The surviving guerilla members were arrested and given long prison sentences, in spite of the best efforts of their liberal Argentine lawyers. Many years later, El Fusilado, the Jew they thought they’d had shot outside of Algiers, showed up at their prison, bearing them no ill will, and revealing that the FLN had kept him alive and that Che, probably, had intervened on his behalf. Their shock quickly turned to joy. By then Che was dead. Bustos, who’d escaped through Uruguay, later got caught up in Che’s failed Bolivian adventure, along with the French journalist/future Mitterand lackey/coward Régis Debray. Both were arrested. Debray betrayed Che first, more readily, but Bustos was never forgiven by the Argentine left for the sketches he drew or was tortured into drawing, one of which portrayed Che.
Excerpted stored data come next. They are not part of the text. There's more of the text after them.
PR #4237, opened 2022-03-22
chore: Use Round Robin service for team assignment

sojan-official:
Before this change, auto-assignment in teams wasn't using round-robin service.
Hence the agent's online, offline status wasn't respected by auto-assignment.

This change will make teams give priority to online agents for assignments.

fixes: https://github.com/chatwoot/product/issues/356

### DIFF
--- a/.circleci/config.yml
+++ b/.circleci/config.yml
@@ -110,7 +110,7 @@ jobs:
       - run:
           name: Run backend tests
           command: |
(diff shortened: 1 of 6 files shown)


pranavrajs:
@sojan-official Can you please fix the failing spec?

sojan-official:
@pranavrajs  this should be good to go.

pranavrajs (approved):
LGTM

Later in life he lived in Malmö, in Sweden, maintaining his innocence and, to atone, painting portraits of emaciated figures with blank faces, or without faces.

And then, ultimately, who was a loyal friend of Che?

His exiled Mexican-Cuban grandson, who died of punk-anarchist sadness and heart problems before his fortieth birthday (believing to the end, with the noble willfulness of conscious illusion, that Fidel had been the infidel and his grandfather the pure Bakunin of the revolution)? Pathetic CIA-agent Félix Rodriguez, who witnessed Che’s death, fell on his sword after Iran-Contra, and operates a Bay of Pigs Museum in Miami? Fidel, who sent him to die in Bolivia? The ethnic Cuban Dionisio González, loyal alcoholic reader of leftist Latin American poets, fanatical anti-Castroite, right-wing Nietzschean from Dorchester who used to go back to his family’s village in Holguín to fuck prostitutes with his grandfather, prostitutes who Castro first said he’d abolished and later claimed were the healthiest in the world? The Argentine student Francisco Cerruti who went on a pilgrimage to visit Vallegrande, where Che died, out of loyalty and a need to know, know what exactly it’s impossible to say? The illiterate peasants who ended up economic ministers in Chavez’s government? The Sierra Maestra loyalists who wanted to go to Bolivia with him and were denied? The ones who died beside him in battle, whom he called the martyrs? The ultraleftist homosexuals who glorify him not in spite of nor because of his hatred of homosexuals? Pupi, the debased bourgeois kid who wanted to join his revolution, but couldn’t cut it? El Fusilado, the tough Jew who wanted to join the revolution, wasn’t allowed, was shot, and came back anyway?